Too Many or Too Few? Sampling Bounds for Topological Descriptors
Brittany Terese Fasy, Maksym Makarchuk, Samuel Micka, David L. Millman
TL;DR
This work investigates how many directional topological descriptors are needed to faithfully represent geometric simplicial complexes via transforms like the persistence diagram and Euler characteristic transform. It develops lower bounds showing that some shapes inherently require a linear number of descriptors in the number of vertices, while also analyzing practical discretization strategies through extensive experiments on synthetic and real-world data. The paper combines constructive proofs with empirical studies to illustrate the trade-offs between oversampling (too many directions) and undersampling (too few directions), including a formal loss scenario where different shapes become indistinguishable under a fixed descriptor set. The findings highlight that, although theory suggests large sampling to guarantee faithfulness, in practice small, carefully chosen direction sets often suffice, with clear implications for the efficiency and reliability of topological data analysis pipelines in applications. $PHT$, $ECT$, $K$, $LLS$, $s$, $d$, and $\Delta$-based discretizations are central to the framework and results.
Abstract
Topological descriptors, such as the Euler characteristic function and the persistence diagram, have grown increasingly popular for representing complex data.
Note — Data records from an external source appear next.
PR #732, opened 2022-12-09
added solution

MaxMaksym:


src/main/java/core/basesyntax/ArrayList.java
```diff
@@ -1,48 +1,110 @@
...
+        size++;
     }
 
     @Override
     public void addAll(List<T> list) {
-
+        while ((list.size() + size) >= values.length) {
+            grow();
+        }
+        for (int i = 0; i < list.size(); i++) {
```
KostyaNikiforov, line 43: Can you use for-each?

src/main/java/core/basesyntax/ArrayList.java
```diff
@@ -1,48 +1,110 @@
...
+        values[index] = value;
+        size++;
     }
 
     @Override
     public void addAll(List<T> list) {
-
+        while ((list.size() + size) >= values.length) {
+            grow();
+        }
```
KostyaNikiforov, line 42: Do you really need this logic? Don't you check it in the `add` method?

KostyaNikiforov, line 42: Do you really need this logic? Don't you check it in the `add` method?

src/main/java/core/basesyntax/ArrayList.java
```diff
@@ -1,48 +1,110 @@
...
+        values[index] = value;
     }
 
     @Override
     public T remove(int index) {
-        return null;
+        checkIndex(index);
+        if (index == size - 1) {
+            grow();
+        }
```
KostyaNikiforov, line 65: How is it possible?)

src/main/java/core/basesyntax/ArrayList.java
```diff
@@ -1,48 +1,110 @@
...
+        return (T) value;
     }
 
     @Override
     public T remove(T element) {
-        return null;
+        int index = -1;
+        for (int i = 0; i < values.length; i++) {
+            if ((element == null && values[i] == null)
+                    || element != null && (element.equals(values[i]))) {
```
KostyaNikiforov, line 78:
```suggestion
            if (element == values[i] || element != null && element.equals(values[i])) {
```

src/main/java/core/basesyntax/ArrayList.java
```diff
@@ -1,48 +1,110 @@
...
+                index = i;
+                break;
+            }
+        }
+        if (index == -1) {
+            throw new NoSuchElementException("Element does not exist");
+        }
+        return remove(index);
```
KostyaNikiforov, line 86:
```suggestion
              return remove(index);
            }
        }
        throw new NoSuchElementException("Element does not exist");
```

KostyaNikiforov (changes requested):

KostyaNikiforov (approved):

PR #735, opened 2022-12-12
hw-array-list-solution

Bogdan-Pokhilko:
Created constant values. Created an empty array and int size, for future checks for size of the array. Created new method Arraylist to give an empty array default size. Created arrayCopy to increase the length of the array in case it's size will reach the limit. Created method checkIndex to check if given index is exists, otherwise throw the exception. Override the add method. Checked for array size, if it is equals to 10, increased it to 15. Otherwise, added to created array value and increased the size by 1. Override add method with index. Checked if index exists, if not, throw the exception. Then if size equals to the length of the values array (10) - increase array length to 15, (called arrayCopy method). After that coppy the value and index to created array. Increased size by 1. Override addAll method. with for loop added every single element of the given List of elements/values. Override get method. Checked if the index exists with checkIndex method, then returned requested index in created array. Override set method. Checked if the index exists with checkIndex method, then replaced/added given value with value in created array with the same index. Override remove(index) method. Checked if the index exists with checkIndex method, then found value by given index, and removed it plus decreased size by 1. Override remove(element) method. With for loop, checked if there is such element in our array, if so, removed element and decreased size by 1. Otherwise, throw an exception. Override size method. It should return int size;
Override isEmpty method. It's boolean, if it is true, made it return size 0.

### DIFF
--- a/src/main/java/core/basesyntax/ArrayList.java
+++ b/src/main/java/core/basesyntax/ArrayList.java
@@ -1,48 +1,100 @@
 package core.basesyntax;
 
+import java.util.Arrays;
+import java.util.NoSuchElementException;
+import java.util.Objects;
+
 public class ArrayList<T> implements List<T> {
+    private static final int DEFAULT_CAPACITY = 10;
+    private static final double INCREASE_RATE = 1.5;
+    private T[] values;
+    private int size;
+
+    public ArrayList() {
+        values = (T[]) new Object[DEFAULT_CAPACITY];
+    }
+
+    public void arrayCopy() {
+        values = Arrays.copyOf(values, (int) (size * INCREASE_RATE));
+    }
+
+    public void checkIndex(int index) throws ArrayListIndexOutOfBoundsException {
+        if (index < 0 || index >= size) {
+            throw new ArrayListIndexOutOfBoundsException("This index does not exist");
+        }
+    }
+
     @Override
     public void add(T value) {
-
+        if (size == values.length) {
+            arrayCopy();
+        }
+        values[size] = value;
+        size++;
     }
 
     @Override
     public void add(T value, int index) {
+        if (index < 0 || index > size) {
+            throw new ArrayListIndexOutOfBoundsException("This index does not exist");
+        }
 
+        if (size == values.length) {
+            arrayCopy();
+        }
+
+        System.arraycopy(values, index, values, index + 1, size - index);
+        values[index] = value;
+        size++;
     }
 
     @Override
     public void addAll(List<T> list) {
-
+        for (int i = 0; i < list.size(); i++) {
+            add(list.get(i));
+        }
     }
 
     @Override
     public T get(int index) {
-        return null;
+        checkIndex(index);
+        return values[index];
     }
 
     @Override
     public void set(T value, int index) {
-
+        checkIndex(index);
+        values[index] = value;
     }
 
     @Override
     public T remove(int index) {
-        return null;
+        checkIndex(index);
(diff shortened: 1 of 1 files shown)


src/main/java/core/basesyntax/ArrayList.java
```diff
@@ -1,48 +1,100 @@
...
+    private static final int DEFAULT_CAPACITY = 10;
+    private static final double INCREASE_RATE = 1.5;
+    private T[] values;
+    private int size;
+
+    public ArrayList() {
+        values = (T[]) new Object[DEFAULT_CAPACITY];
+    }
+
+    public void arrayCopy() {
```
Rommelua, line 17: only interface methods should be public

src/main/java/core/basesyntax/ArrayList.java
```diff
@@ -1,48 +1,100 @@
...
+        values = Arrays.copyOf(values, (int) (size * INCREASE_RATE));
+    }
+
+    public void checkIndex(int index) throws ArrayListIndexOutOfBoundsException {
```
Rommelua, line 21:
```suggestion
    private void checkIndex(int index) {
```

src/main/java/core/basesyntax/ArrayList.java
```diff
@@ -1,48 +1,100 @@
...
+    private static final double INCREASE_RATE = 1.5;
+    private T[] values;
+    private int size;
+
+    public ArrayList() {
+        values = (T[]) new Object[DEFAULT_CAPACITY];
+    }
+
+    public void arrayCopy() {
+        values = Arrays.copyOf(values, (int) (size * INCREASE_RATE));
```
Rommelua, line 18: [Common mistakes](https://mate-academy.github.io/jv-program-common-mistakes/java-core/collections/array-list.html#use-systemarraycopy-to-move-your-array-elements)
Use [System.arraycopy()](https://docs.oracle.com/javase/8/docs/api/java/lang/System.html#arraycopy-java.lang.Object-int-java.lang.Object-int-int-) to move your array elements.

Rommelua (changes requested):
Before you create PR with your homework, you need to go through the checklist under the task and correct all the points described there. The mentor will not check the work until the checklist points are corrected

src/main/java/core/basesyntax/ArrayList.java
```diff
@@ -1,48 +1,101 @@
...
+        T[] valuesCopy = (T[]) new Object[(int) (values.length * INCREASE_RATE)];
+        System.arraycopy(values,0,valuesCopy, 0, values.length);
+        values = valuesCopy;
+    }
+
+    private void checkIndex(int index) {
+        if (index < 0 || index >= size) {
+            throw new ArrayListIndexOutOfBoundsException("This index does not exist");
+        }
+    }
```
aaananas, line 26: private methods should go after public methods

src/main/java/core/basesyntax/ArrayList.java
```diff
@@ -1,48 +1,101 @@
...
+        size--;
+        return removedValue;
     }
 
     @Override
-    public T remove(T element) {
-        return null;
+    public T remove(T element) throws NoSuchElementException {
+        for (int i = 0; i <= size; i++) {
+            if (Objects.equals(values[i], element)) {
```
aaananas, line 83: image

aaananas (changes requested):
great job

kozhukhovsky (approved):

Recent work showed that a carefully chosen set of these descriptors encodes all of the geometric and topological information about a shape in R^d. In practice, epsilon nets are often used to find samples in one of two extremes. On one hand, making strong geometric assumptions about the shape allows us to choose epsilon small enough (corresponding to a high enough density sample) in order to guarantee a faithful representation, resulting in oversampling. On the other hand, if we choose a larger epsilon in order to allow faster computations, this leads to an incomplete description of the shape and a discretized transform that lacks theoretical guarantees. In this work, we investigate how many directions are really needed to represent geometric simplicial complexes, exploring both synthetic and real-world datasets. We provide constructive proofs that help establish size bounds and an experimental investigation giving insights into the consequences of over- and undersampling.